*HOW TO COMPLETE THIS TASK*. Copy out, from the data below, each line in which the word "UnionInUnionTest" occurs.

◇ ◇ ◇

Issue #5395, opened 2024-08-22
Unsupported Union Randomization


YilouWang:
I encountered an issue while using master-branch Verilator related to randomization.

While union and struct constrained randomization are supported after the #5344 commit, unconstrained randomization for union remains unsupported.
To address this, I wrote a simple patch that adds support for unconstrained randomization of union. I tested it with a custom test case, and it works as expected.

Two tests to run are:
Test 1:
```
typedef struct packed {
    rand bit [3:0] a;
    rand bit [11:0] b;
} PackedStruct;

typedef union packed {
    PackedStruct s;
    bit [15:0] raw_bits;
} InnerPackedUnion;

typedef union packed {
    InnerPackedUnion u1;
    bit [15:0] raw_data;
} OuterPackedUnion;

class UnionInUnionTest;
    rand OuterPackedUnion my_outer_union;

    function new();
        my_outer_union.raw_data = 16'b0;
    endfunction

endclass

module union_in_union_unconstrained_test;
    UnionInUnionTest test;

    initial begin
        test = new();
        repeat(10) begin
            if (!test.randomize()) $error("Randomization failed");
            $display("Inner Union Struct: a: %b, b: %b, raw_bits: %b", test.my_outer_union.u1.s.a, test.my_outer_union.u1.s.b, test.my_outer_union.u1.raw_bits);
            $display("Outer Union: raw_data: %b", test.my_outer_union.raw_data);
        end
        $finish;
    end
endmodule

```
Test 2:
```
typedef struct packed {
    rand bit [3:0] a;
    rand bit [7:0] b;
} PackedStruct;

typedef union packed {
    PackedStruct s;
    bit [11:0] raw_bits;
} PackedUnion;

class StructInUnionTest;
    rand PackedUnion my_union;

    function new();
        my_union.raw_bits = 12'b0;
    endfunction

endclass

module struct_in_union_unconstrained_test;
    StructInUnionTest test;

    initial begin
        test = new();
        repeat(10) begin
            if (!test.randomize()) $error("Randomization failed");
            $display("Struct: a: %b, b: %b", test.my_union.s.a, test.my_union.s.b);
            $display("Union : raw_bits: %b", test.my_union.raw_bits);
        end
        $finish;
    end
endmodule
```

PR #5396, opened 2024-08-22
Support unconstrained randomization for union (#5395)

YilouWang:
Hi,
This is Yilou Wang from PlanV.
This patch is to fix this issue #5395 .
Two tests I used are pasted in this issue page.

note: This is my first time committing something to Verilator. If there’s anything that needs to be corrected or if there are any issues, please let me know.


YilouWang:
About the name mismatch in Contributors, I have already changed my github account's name. Same with the one in the contributor list now.

src/V3Randomize.cpp
```diff
@@ -1451,7 +1470,9 @@ class RandomizeVisitor final : public VNVisitor {
             }
             if (memberVarp->user3()) return;  // Handled in constraints
             const AstNodeDType* const dtypep = memberVarp->dtypep()->skipRefp();
-            if (VN_IS(dtypep, BasicDType) || VN_IS(dtypep, StructDType)) {
+            UINFO(2, " addBasicRandomizeBody, dtypep " << dtypep << endl);
```
wsnyder, line 1473:
```suggestion
            UINFO(9, " addBasicRandomizeBody, dtypep=" << dtypep << endl);
```

src/V3Randomize.cpp
```diff
@@ -1272,6 +1272,25 @@ class RandomizeVisitor final : public VNVisitor {
                 }
             }
             return stmtsp;
+        } else if (const auto* const unionDtp = VN_CAST(memberp ? memberp->subDTypep()->skipRefp()
+                                                                : exprp->dtypep()->skipRefp(),
+                                                        UnionDType)) {
+            AstNodeStmt* stmtsp = nullptr;
+            if (!unionDtp->packed()) {
+                unionDtp->v3warn(E_UNSUPPORTED, "Unsupported: IEEE 1800-2023: Unpacked unions "
+                                                "shall not be declared as rand or randc.");
```
wsnyder, line 1281: Need a "_bad.v"/"_bad.pl"/"bad.out" test for this - copy one of the others please.

src/V3Randomize.cpp
```diff
@@ -1272,6 +1272,25 @@ class RandomizeVisitor final : public VNVisitor {
...
+                return nullptr;
+            }
+            AstMemberDType* firstMemberp = unionDtp->membersp();
```
wsnyder, line 1284:
```suggestion
            AstMemberDType* const firstMemberp = unionDtp->membersp();
```

wsnyder (commented):
Thanks for working on this!

Please add your test cases to the pull, you can use test_regress/t/t_EXAMPLE.* as templates.

There's failing tests also to be fixed.

src/V3Randomize.cpp
```diff
@@ -1272,6 +1272,25 @@ class RandomizeVisitor final : public VNVisitor {
...
+            AstNodeStmt* randp = nullptr;
+            randp = newRandStmtsp(fl, stmtsp ? exprp->cloneTree(false) : exprp, nullptr, offset,
+                                  firstMemberp);
+            if (stmtsp) {
+                stmtsp->addNext(randp);
+            } else {
+                stmtsp = randp;
+            }
```
kbieganski, line 1292: `stmtsp` is always null here before `stmtsp = randp;`.

kbieganski (changes requested):

src/V3Randomize.cpp
YilouWang: thanks :)

src/V3Randomize.cpp
YilouWang: thanks :)

YilouWang:
Thank you for your suggestions. I have made the modifications as you advised and have also included both tests in the test_regress according to the required format. If there is anything else you need, please let me know. Thank you!

src/V3Randomize.cpp
```diff
@@ -1272,6 +1272,20 @@ class RandomizeVisitor final : public VNVisitor {
                 }
             }
             return stmtsp;
+        } else if (const auto* const unionDtp = VN_CAST(memberp ? memberp->subDTypep()->skipRefp()
+                                                                : exprp->dtypep()->skipRefp(),
+                                                        UnionDType)) {
+            AstNodeStmt* stmtsp = nullptr;
```
kbieganski, line 1278:
```suggestion
```

src/V3Randomize.cpp
```diff
@@ -1272,6 +1272,20 @@ class RandomizeVisitor final : public VNVisitor {
...
+            if (!unionDtp->packed()) {
+                unionDtp->v3warn(E_UNSUPPORTED, "Unsupported: IEEE 1800-2023: Unpacked unions "
+                                                "shall not be declared as rand or randc.");
+                return nullptr;
+            }
+            AstMemberDType* const firstMemberp = unionDtp->membersp();
+            AstNodeStmt* randp = nullptr;
+            stmtsp = newRandStmtsp(fl, stmtsp ? exprp->cloneTree(false) : exprp, nullptr, offset,
+                                   firstMemberp);
+            return stmtsp;
```
kbieganski, line 1288:
```suggestion
            return newRandStmtsp(fl, exprp, nullptr, offset, firstMemberp);
```

kbieganski (changes requested):

test_regress/t/t_randomize_union.v
kbieganski, line 1: These need a copyright header (see other tests).

test_regress/t/t_randomize_union_bad.out
kbieganski, line 1: This one is failing in CI. I think you pasted `driver.pl`'s output here, but it should just be Verilator output. Run with `--golden` to fix. E.g.
```sh
./driver.pl t/t_randomize_union_bad.pl --golden
```

kbieganski:
`t_randomize_method_types_unsup` is failing because unions are now supported. Remove the union from that and run it with `--golden`.

YilouWang:
Thank you, I have already updated it.

I have a question regarding the error related to unpacked unions. According to IEEE 1800-2023, an unpacked union shall not be declared as rand or randc. The randomization of unpacked unions shouldn't be supported in the first place. Therefore, I think the error should not be marked as "unsupported" but rather as an "error" or something similar. However, I'm not sure what the appropriate handling in Verilator would be. @kbieganski  @wsnyder

wsnyder:
Yes, in that case should call v3error instead of v3warn(UNSUPPORTED, and mention the IEEE section requiring that, like in some other errors. Thanks.

kbieganski (approved):

wsnyder:
Note some tests need fixing... once you update and all passing I'll merge.

YilouWang:
The reason for the test failure is due to the error test. Previously, it was "V3Warn(Unsupported)," but now it's "V3error." So, regarding this issue, should I simply remove the error test part, or what do you suggest?

wsnyder:
Please keep the test for the error, just run "--gold" to update the .out file to match the new error format, thanks.

YilouWang:
Thanks. Yes, I kept the error test and update the golden file.
Now it seems like all tests have passed.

◇ ◇ ◇

*EXERCISE SOLUTION*.
class UnionInUnionTest;
    UnionInUnionTest test;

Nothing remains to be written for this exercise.